──────── Record excerpts ────────

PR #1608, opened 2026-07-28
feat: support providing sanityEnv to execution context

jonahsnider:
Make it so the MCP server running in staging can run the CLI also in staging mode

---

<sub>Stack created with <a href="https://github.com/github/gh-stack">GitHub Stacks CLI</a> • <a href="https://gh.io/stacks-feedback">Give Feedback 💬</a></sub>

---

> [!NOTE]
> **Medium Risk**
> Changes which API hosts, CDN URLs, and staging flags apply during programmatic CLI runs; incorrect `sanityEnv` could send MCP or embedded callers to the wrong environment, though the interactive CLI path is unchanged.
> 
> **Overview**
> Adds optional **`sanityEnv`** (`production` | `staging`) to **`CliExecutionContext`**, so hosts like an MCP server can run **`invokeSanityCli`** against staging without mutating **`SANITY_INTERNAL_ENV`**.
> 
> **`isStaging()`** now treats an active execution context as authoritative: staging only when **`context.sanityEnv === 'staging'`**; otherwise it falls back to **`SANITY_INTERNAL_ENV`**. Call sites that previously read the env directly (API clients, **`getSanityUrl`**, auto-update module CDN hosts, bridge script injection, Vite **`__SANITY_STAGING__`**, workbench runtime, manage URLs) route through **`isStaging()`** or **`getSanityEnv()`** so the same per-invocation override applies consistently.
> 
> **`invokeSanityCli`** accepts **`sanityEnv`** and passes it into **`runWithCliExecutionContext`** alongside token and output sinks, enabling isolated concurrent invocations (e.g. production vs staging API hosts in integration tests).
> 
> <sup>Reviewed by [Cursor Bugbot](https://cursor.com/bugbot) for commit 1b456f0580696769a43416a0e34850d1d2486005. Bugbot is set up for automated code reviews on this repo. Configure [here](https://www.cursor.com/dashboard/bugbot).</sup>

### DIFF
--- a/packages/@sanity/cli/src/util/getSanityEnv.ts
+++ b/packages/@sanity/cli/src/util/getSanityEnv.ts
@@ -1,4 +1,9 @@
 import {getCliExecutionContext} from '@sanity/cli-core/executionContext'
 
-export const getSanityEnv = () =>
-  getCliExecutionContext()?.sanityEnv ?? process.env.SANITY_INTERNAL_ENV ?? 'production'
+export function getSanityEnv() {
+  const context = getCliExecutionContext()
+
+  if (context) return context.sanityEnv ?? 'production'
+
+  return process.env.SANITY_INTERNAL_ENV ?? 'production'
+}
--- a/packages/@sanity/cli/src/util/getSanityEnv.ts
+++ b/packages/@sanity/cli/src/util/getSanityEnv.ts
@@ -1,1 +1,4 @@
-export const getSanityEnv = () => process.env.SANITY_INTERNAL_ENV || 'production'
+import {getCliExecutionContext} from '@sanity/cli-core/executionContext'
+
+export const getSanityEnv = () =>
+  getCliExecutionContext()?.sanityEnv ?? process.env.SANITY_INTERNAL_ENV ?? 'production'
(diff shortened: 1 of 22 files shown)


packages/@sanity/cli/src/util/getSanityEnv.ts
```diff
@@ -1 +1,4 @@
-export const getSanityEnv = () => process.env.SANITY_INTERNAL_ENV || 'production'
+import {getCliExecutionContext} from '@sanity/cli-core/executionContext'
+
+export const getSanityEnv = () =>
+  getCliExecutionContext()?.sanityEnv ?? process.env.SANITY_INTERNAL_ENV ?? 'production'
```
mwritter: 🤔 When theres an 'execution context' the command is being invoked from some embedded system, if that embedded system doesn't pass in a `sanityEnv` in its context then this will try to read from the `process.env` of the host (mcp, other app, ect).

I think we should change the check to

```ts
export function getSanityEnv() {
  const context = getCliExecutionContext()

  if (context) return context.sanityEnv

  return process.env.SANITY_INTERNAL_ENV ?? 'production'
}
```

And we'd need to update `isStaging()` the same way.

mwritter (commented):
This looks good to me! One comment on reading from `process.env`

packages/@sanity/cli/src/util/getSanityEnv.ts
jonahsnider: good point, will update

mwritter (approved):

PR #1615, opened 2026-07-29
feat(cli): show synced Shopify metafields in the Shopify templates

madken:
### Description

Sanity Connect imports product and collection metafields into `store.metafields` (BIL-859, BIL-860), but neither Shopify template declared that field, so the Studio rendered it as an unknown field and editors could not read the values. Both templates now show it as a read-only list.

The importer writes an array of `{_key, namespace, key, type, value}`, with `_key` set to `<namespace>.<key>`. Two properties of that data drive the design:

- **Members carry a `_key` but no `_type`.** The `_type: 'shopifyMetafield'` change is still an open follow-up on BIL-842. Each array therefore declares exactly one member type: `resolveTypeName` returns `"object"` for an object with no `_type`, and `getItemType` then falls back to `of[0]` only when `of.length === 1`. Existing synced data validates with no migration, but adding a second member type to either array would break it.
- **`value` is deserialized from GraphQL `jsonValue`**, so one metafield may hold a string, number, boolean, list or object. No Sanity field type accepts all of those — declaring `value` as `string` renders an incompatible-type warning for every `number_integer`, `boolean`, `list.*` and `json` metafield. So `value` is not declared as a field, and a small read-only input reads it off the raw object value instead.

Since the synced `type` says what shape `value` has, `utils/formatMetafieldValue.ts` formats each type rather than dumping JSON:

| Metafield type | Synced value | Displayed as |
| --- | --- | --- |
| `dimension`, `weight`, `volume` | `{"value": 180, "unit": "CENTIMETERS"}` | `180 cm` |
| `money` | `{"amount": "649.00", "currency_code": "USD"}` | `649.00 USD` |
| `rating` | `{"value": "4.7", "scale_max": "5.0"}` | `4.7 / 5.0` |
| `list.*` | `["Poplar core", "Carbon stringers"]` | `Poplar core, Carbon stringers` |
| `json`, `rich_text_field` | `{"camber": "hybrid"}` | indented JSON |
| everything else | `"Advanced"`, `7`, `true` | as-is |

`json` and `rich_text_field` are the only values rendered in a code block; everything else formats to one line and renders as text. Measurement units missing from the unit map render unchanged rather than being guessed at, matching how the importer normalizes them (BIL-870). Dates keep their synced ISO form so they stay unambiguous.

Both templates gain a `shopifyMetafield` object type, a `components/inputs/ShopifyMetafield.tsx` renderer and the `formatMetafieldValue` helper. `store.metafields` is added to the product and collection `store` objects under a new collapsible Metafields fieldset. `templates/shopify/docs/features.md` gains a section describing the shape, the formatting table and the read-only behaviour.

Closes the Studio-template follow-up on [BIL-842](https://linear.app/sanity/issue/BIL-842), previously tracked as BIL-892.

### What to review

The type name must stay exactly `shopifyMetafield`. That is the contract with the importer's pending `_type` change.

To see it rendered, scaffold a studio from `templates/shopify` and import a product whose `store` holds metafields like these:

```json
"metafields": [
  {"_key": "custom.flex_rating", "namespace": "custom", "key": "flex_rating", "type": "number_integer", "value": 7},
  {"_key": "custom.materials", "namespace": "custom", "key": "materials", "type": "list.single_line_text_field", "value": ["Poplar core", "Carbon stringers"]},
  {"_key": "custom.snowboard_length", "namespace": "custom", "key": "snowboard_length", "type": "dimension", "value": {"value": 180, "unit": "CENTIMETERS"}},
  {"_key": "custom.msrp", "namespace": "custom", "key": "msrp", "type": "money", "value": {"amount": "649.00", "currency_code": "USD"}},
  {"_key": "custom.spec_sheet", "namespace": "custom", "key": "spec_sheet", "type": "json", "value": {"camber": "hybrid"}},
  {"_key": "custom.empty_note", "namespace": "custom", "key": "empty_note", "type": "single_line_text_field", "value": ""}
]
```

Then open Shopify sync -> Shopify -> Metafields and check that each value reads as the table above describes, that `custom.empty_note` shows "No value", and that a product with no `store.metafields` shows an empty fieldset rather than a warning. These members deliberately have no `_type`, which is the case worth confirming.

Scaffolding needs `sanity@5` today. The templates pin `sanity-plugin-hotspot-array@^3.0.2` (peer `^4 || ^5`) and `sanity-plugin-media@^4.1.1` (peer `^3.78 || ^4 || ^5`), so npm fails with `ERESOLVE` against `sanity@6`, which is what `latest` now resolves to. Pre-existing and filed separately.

────────

Only a number is wanted. Count the lines of the data that contain "against".

2